Artistes

Malangatana – Modernisme et identité (post)coloniale

Le peintre mozambicain Malangatana Valente Ngwenya (1936-2011) est un artiste majeur de la scène artistique contemporaine africaine. Son œuvre artistique aux dimensions politiques est représentée à travers le monde entier dans les plus grands musées tels que l’Art Institute of Chicago ou encore le Tate Modern.

Le développement de l’identité esthétique de Malangatana est indissociable du contexte socioculturel dans lequel il évolue. Alors que son pays lutte contre le système colonial portugais, Malangatana puise son inspiration dans les espoirs indépendantistes pour proposer au monde des peintures allégoriques, créées entre 1960 et 1970, qui abordent les thèmes de l’oppression coloniale et du sentiment nationaliste. 

Cheminement vers l’art 

L’artiste passe les premières années de sa vie en tant que berger au sein de son ethnie Ronga où il fait l’apprentissage de la médecine traditionnelle puis est ensuite employé par un club d’élite colonial à Lourenço Marques (Maputo aujourd’hui), ce qui lui permet de reprendre ses études. Sa carrière d’artiste prend un tournant décisif lorsqu’il fait la rencontre de l’architecte et artiste portugais Pancho Guedes qui devient son mécène en 1960. 

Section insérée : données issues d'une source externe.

PR #760, opened 2022-04-12
fix: Its instance type 'ReactTooltip' is not a valid JSX element.

DenisGold:
Fix new problem with error 'Its instance type 'ReactTooltip' is not a valid JSX element.' and 'Type 'React.ReactNode' is not assignable to type 'import("/node_modules/@types/react-dom/node_modules/@types/react/index").ReactNode'.'

### DIFF
--- a/src/index.js
+++ b/src/index.js
@@ -32,7 +32,7 @@ import 'core-js/modules/es.array.find';
 @getEffect
 @bodyMode
 @trackRemoval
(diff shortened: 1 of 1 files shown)


timzand (approved):

DenisGold:
it's should be for react 18, lower working fine

rkjain119 (approved):
Tested working please merge

PR #806, opened 2022-10-19
feat: Refactored the arrow implementation, added custom corners support

erezcarmel:
- Refactored the arrow implementation to use a rotated square element instead of border to enable the border-radius support.
- Added custom corners support to the tooltip and arrow.
- Updated tests to support new implementation and styling.


danielbarion:
Looks good to me!

Thanks for the PR!

PR #838, opened 2022-12-08
Fix anchor element selector to support usage of `React.useId()`

### LINKED ISSUE #836: [BUG] Unable to use `React.useId()` hook as id for anchor element
**Describe the bug**
When using React's `useId()` hook as the id for the anchor element, I'm faced with the following error:

```
Uncaught DOMException: Failed to execute 'querySelector' on 'Document': '#:r1b:' is not a valid selector.
```

This is because this component is using ```document.querySelector(`#${anchorId}`)``` to access the anchor DOM element, and ids generated by `useId()` (such as `:r1b:`) lead to an invalid selector (`'#:r1b:'`).

**Version of Package**
v5.0.0

**To Reproduce**
- Generate an id with `React.useId()`.
- Pass it to `anchorId`.
- The error occurs.

**Additional context**
Since in v5 the component itself is using the `useId()`, there's no reason why we shouldn't be able to use for anchor ids as well.

One of the possible solutions is using the ```document.querySelector(`[id='${anchorId}']`)``` syntax instead, but I believe there are a few others.

gabrieljablonski:
Closes #836.

### DIFF
--- a/src/components/Tooltip/Tooltip.tsx
+++ b/src/components/Tooltip/Tooltip.tsx
@@ -106,7 +106,7 @@ const Tooltip = ({
   const debouncedHandleHideTooltip = debounce(handleHideTooltip, 50)
 
   useEffect(() => {
-    const elementReference = document.querySelector(`#${anchorId}`)
+    const elementReference = document.querySelector(`[id='${anchorId}']`)
 
     if (!elementReference) {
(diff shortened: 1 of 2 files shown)


danielbarion:
Thanks for the PR @gabrieljablonski!

danielbarion (approved):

Avant cela, il commence à peindre en autodidacte puis entreprend des études de peinture à la fin des années 1950 à l’école de Maputo et au sein d’une association. Une grande partie de ses premiers travaux est créée alors qu’il est emprisonné par la police politique de l’Etat portugais (PIDE) sous le régime de Salazar. L’artiste est accusé d’avoir servi des affiches de propagande pour les mouvements indépendantistes mozambicains. 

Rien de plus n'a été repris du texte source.